Remember those walls I built
Well, baby they’re tumbling down
And they didn’t even make up a sound
… I got my angel now
Every rule I had you breakin’

Everywhere I’m looking now
I’m surrounded by your embrace
Baby I can see your halo
You know you’re my saving grace

You’re everything I need and more
It’s written all over your face
Baby I can feel your halo
Pray it won’t fade away

I can feel your halo

 

 

 

 

 

 

 

 

 

 

 

 

 

Secondi….

 

 

 

 

 

 

 

 

 

 

 

 

 

 

 

 

 

Minuti…

 

 

 

 

 

 

 

 

 

 

 

Ore…

 

 

 

 

 

 

 

 

 

 

 

 

 

 

 

Giorni…

 

 

 

 

 

 

 

 

 

 

 

 

 

 

Settimane…

 

 

 

 

 

 

 

 

 

 

 

 

 

 

 

 

 

 Un Mese…

 

 

 

 

 

 

 

 

 

 

 

 

 

 

 

 

Due mesi…

 

 

 

 

 

 

 

 

 

 

 

Tre mesi…

 

 

 

 

 

 

 

 

 

 

 

 

 

 

Quattro mesi…

 

 

 

 

 

 

 

 

 

 

 

 

 

 

 

 

 

Cinque mesi…

 

 

 

 

 

 

 

 

 

 

 

 

 

 

Affrontavo ogni minuto, ogni ora, ogni giorno, ogni maledettissima settimana in un inferno … nella continua e folle speranza di poterla riavere ancora nella mia vita. Nonostante i tentativi che avevo fatto per riavvicinarmi a lei, tutto era stato inutile. Ogni volta che chiamavo il cellulare risultava spento, mentre a casa parlavo alternativamente con John o con Lisa senza riuscire mai a sentire la sua voce. Avevo provato non so quante volte ad andare a trovarla a casa ma si era fatta negare.

La mia disperazione e la mia colpa salivano raggiungendo picchi impensabili … e giorno dopo giorno annegavo in un mare di dolore. Un dolore di cui ero il solo artefice e che avevo inflitto non solo a me stesso ma anche a lei.

Avevo spiegato brevemente l’intera faccenda prima a John e poi a Lisa ma non era cambiato nulla. John era arrabbiatissimo, a ragione, mentre un po’ di compassione mi veniva offerta da Lisa che, seppur distrutta dall’infelicità della figlia, usava sempre parole gentili.

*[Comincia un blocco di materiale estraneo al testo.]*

PR #2242, opened 2024-08-20
Refactor sidebar persistence logic for better slow device performance

delucis:
#### Description

This PR refactors how the sidebar persistence logic works (yes, already 😅).

Before this PR, we restored state for sidebar groups in a single inline script at the bottom of the sidebar. This is mostly working very well, but on underpowered devices — or, perhaps more importantly, devices momentarily under some strain — this can mean a partial render of the sidebar can be shown before the sidebar is fully rendered, and state is restored only _after_ that. This can lead to a “flash of unrestored sidebar”. For example, here are two frames from a performance trace with 20x CPU slowdown, showing first a partial sidebar with groups expanded and then the restored state with groups collapsed:

performance trace screenshot

The refactor moves the restore logic into a small custom element. Every sidebar group (rendered by `<SidebarSublist>` renders this custom element, which triggers the state restore for that group. This means state can be restored incrementally as the sidebar renders instead of once after the full DOM is ready. The only exception is for the scroll position restoration. Setting `scrollTop` forces style recalc/layout work, so that still happens only once to minimise that. That means on a slow device, scroll restoration can still result in a visible jump in theory but it is overall still much more stable.

One detail I’m still looking at is how to generate an index for each sidebar group. Currently this is happening during rendering, but it might make more sense to move it to the sidebar generation logic directly.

Non c’era da stupirsi che reagissero così, visto che il carico da cento lo avevano lanciato stampa e media pubblicando su ogni dannatissimo blog, tabloid o programma televisivo l’intera faccenda. Sul mio sito decine, anzi centinaia di fan avevano lasciato messaggi negativi di tutti i tipi. La maggior parte delusi dal mio comportamento.

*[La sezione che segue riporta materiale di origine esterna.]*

PR #2233, opened 2024-08-17
[i18nIgnore] docs: update `index.mdx` hero action buttons variants

HiDeoo:
#### Description

This PR updates all the homepage hero action buttons variants to match the changes from #1784.

PR #2245, opened 2024-08-21
Update index.mdx

ax-6:
I learned that the simplified Chinese version of index.mdx was outdated, so I updated it based on the English version of index.mdx.

### DIFF
--- a/docs/src/content/docs/zh-cn/index.mdx
+++ b/docs/src/content/docs/zh-cn/index.mdx
@@ -1,25 +1,30 @@
+以下是翻译内容：
+
 ---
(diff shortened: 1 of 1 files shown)


delucis:
Thank you @ax-6! In fact this was an error in our [i18n tracking system](https://i18n.starlight.astro.build/).

#1784 changed some frontmatter in the English homepage, marking the page as needing updating.

We then updated all translations in #2233 but used our `i18nIgnore` keyword, which means it did not mark the page as up-to-date.

Nevertheless, the page was already updated. Thanks all the same!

Ero disgustato da me stesso.

Ma cosa cazzo mi era saltato in mente? Dio, che bastardo!

E dopo tutto quello che avevo combinato mi aspettavo pure che lei tornasse da me e mi perdonasse? No, lo sapevo bene.

Ma era quello che sognavo e che desideravo in ogni singolo momento della giornata!

Mi passai una mano sul viso stanco. Sentivo la barba pizzicarmi e solleticarmi le dita. Non mi radevo da non so quanti giorni. Mi ero preso una pausa dal lavoro.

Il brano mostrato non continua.